§ **Your goal**:
Go through the listing below and return every line exactly.

§ **Data shown**:
PR #74, opened 2024-05-19
doc: add integration tests

yftacherzog:
This change explains how to add integration tests. The pipeline used does not support custom certificates at the moment, so this change also covers moving from the local registry to a public one.

### DIFF
--- a/test/resources/demo-users/user/ns2/ec-integration-test.yaml
+++ b/test/resources/demo-users/user/ns2/ec-integration-test.yaml
@@ -1,0 +1,25 @@
+apiVersion: appstudio.redhat.com/v1beta1
+kind: IntegrationTestScenario
+metadata:
+  annotations:
+    test.appstudio.openshift.io/kind: enterprise-contract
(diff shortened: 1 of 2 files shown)


test/resources/demo-users/user/ns2/ec-integration-test.yaml
```diff
@@ -0,0 +1,25 @@
...
+  contexts:
+    - description: Application testing
+      name: application
+  params:
+    - name: PUBLIC_KEY
+      value: "k8s://tekton-pipelines/public-key"
+  resolverRef:
+    params:
+      - name: url
+        value: 'https://github.com/gbenhaim/build-definitions'
```
avi-biton, line 20: Do we want to use Gal's repository?
Or is it in the meanwhile until the fix will be added to build-definition?

yftacherzog: Yes. Just until that task gets merged to build-definitions.

PR #76, opened 2024-05-19
fix: tekton operator overwrites configs

yftacherzog:
The tekton operator seems to overwrite whatever tekton configs that are in place when it is deployed. For that reason, we should wait for those configs to appear before deploying our own configs.

### DIFF
--- a/deploy-deps.sh
+++ b/deploy-deps.sh
@@ -48,13 +48,15 @@ deploy_tekton() {
     # Operator
     kubectl apply -k "${script_path}/dependencies/tekton-operator"
     retry kubectl wait --for=condition=Ready -l app=tekton-operator -n tekton-operator pod --timeout=240s
+    # Wait for the operator to create configs for the first time before applying configs
+    kubectl wait --for=condition=Ready tektonconfig/config --timeout=360s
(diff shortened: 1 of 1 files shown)


deploy-deps.sh
```diff
@@ -48,13 +48,15 @@ deploy_tekton() {
     # Operator
     kubectl apply -k "${script_path}/dependencies/tekton-operator"
     retry kubectl wait --for=condition=Ready -l app=tekton-operator -n tekton-operator pod --timeout=240s
+    # Wait for the operator to create configs for the first time before applying configs
+    kubectl wait --for=condition=Ready TektonConfig/config --timeout=360s
```
avi-biton: I tested it with `240s` for several times and it worked.
Do we want to wait this long?

yftacherzog: Just because that was the number on the original wait line. It might be that @gbenhaim had some tries in which 240 was not enough.

avi-biton:
```suggestion
    kubectl wait --for=condition=Ready tektonconfig/config --timeout=360s
```
for consistency with the second call

yftacherzog: done

gbenhaim (approved):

§ **Solution for this exercise**:
PR #74, opened 2024-05-19
doc: add integration tests

yftacherzog:
This change explains how to add integration tests. The pipeline used does not support custom certificates at the moment, so this change also covers moving from the local registry to a public one.

### DIFF
--- a/test/resources/demo-users/user/ns2/ec-integration-test.yaml
+++ b/test/resources/demo-users/user/ns2/ec-integration-test.yaml
@@ -1,0 +1,25 @@
+apiVersion: appstudio.redhat.com/v1beta1
+kind: IntegrationTestScenario
+metadata:
+  annotations:
+    test.appstudio.openshift.io/kind: enterprise-contract
(diff shortened: 1 of 2 files shown)


test/resources/demo-users/user/ns2/ec-integration-test.yaml
```diff
@@ -0,0 +1,25 @@
...
+  contexts:
+    - description: Application testing
+      name: application
+  params:
+    - name: PUBLIC_KEY
+      value: "k8s://tekton-pipelines/public-key"
+  resolverRef:
+    params:
+      - name: url
+        value: 'https://github.com/gbenhaim/build-definitions'
```
avi-biton, line 20: Do we want to use Gal's repository?
Or is it in the meanwhile until the fix will be added to build-definition?

yftacherzog: Yes. Just until that task gets merged to build-definitions.

PR #76, opened 2024-05-19
fix: tekton operator overwrites configs

yftacherzog:
The tekton operator seems to overwrite whatever tekton configs that are in place when it is deployed. For that reason, we should wait for those configs to appear before deploying our own configs.

### DIFF
--- a/deploy-deps.sh
+++ b/deploy-deps.sh
@@ -48,13 +48,15 @@ deploy_tekton() {
     # Operator
     kubectl apply -k "${script_path}/dependencies/tekton-operator"
     retry kubectl wait --for=condition=Ready -l app=tekton-operator -n tekton-operator pod --timeout=240s
+    # Wait for the operator to create configs for the first time before applying configs
+    kubectl wait --for=condition=Ready tektonconfig/config --timeout=360s
(diff shortened: 1 of 1 files shown)


deploy-deps.sh
```diff
@@ -48,13 +48,15 @@ deploy_tekton() {
     # Operator
     kubectl apply -k "${script_path}/dependencies/tekton-operator"
     retry kubectl wait --for=condition=Ready -l app=tekton-operator -n tekton-operator pod --timeout=240s
+    # Wait for the operator to create configs for the first time before applying configs
+    kubectl wait --for=condition=Ready TektonConfig/config --timeout=360s
```
avi-biton: I tested it with `240s` for several times and it worked.
Do we want to wait this long?

yftacherzog: Just because that was the number on the original wait line. It might be that @gbenhaim had some tries in which 240 was not enough.

avi-biton:
```suggestion
    kubectl wait --for=condition=Ready tektonconfig/config --timeout=360s
```
for consistency with the second call

yftacherzog: done

gbenhaim (approved):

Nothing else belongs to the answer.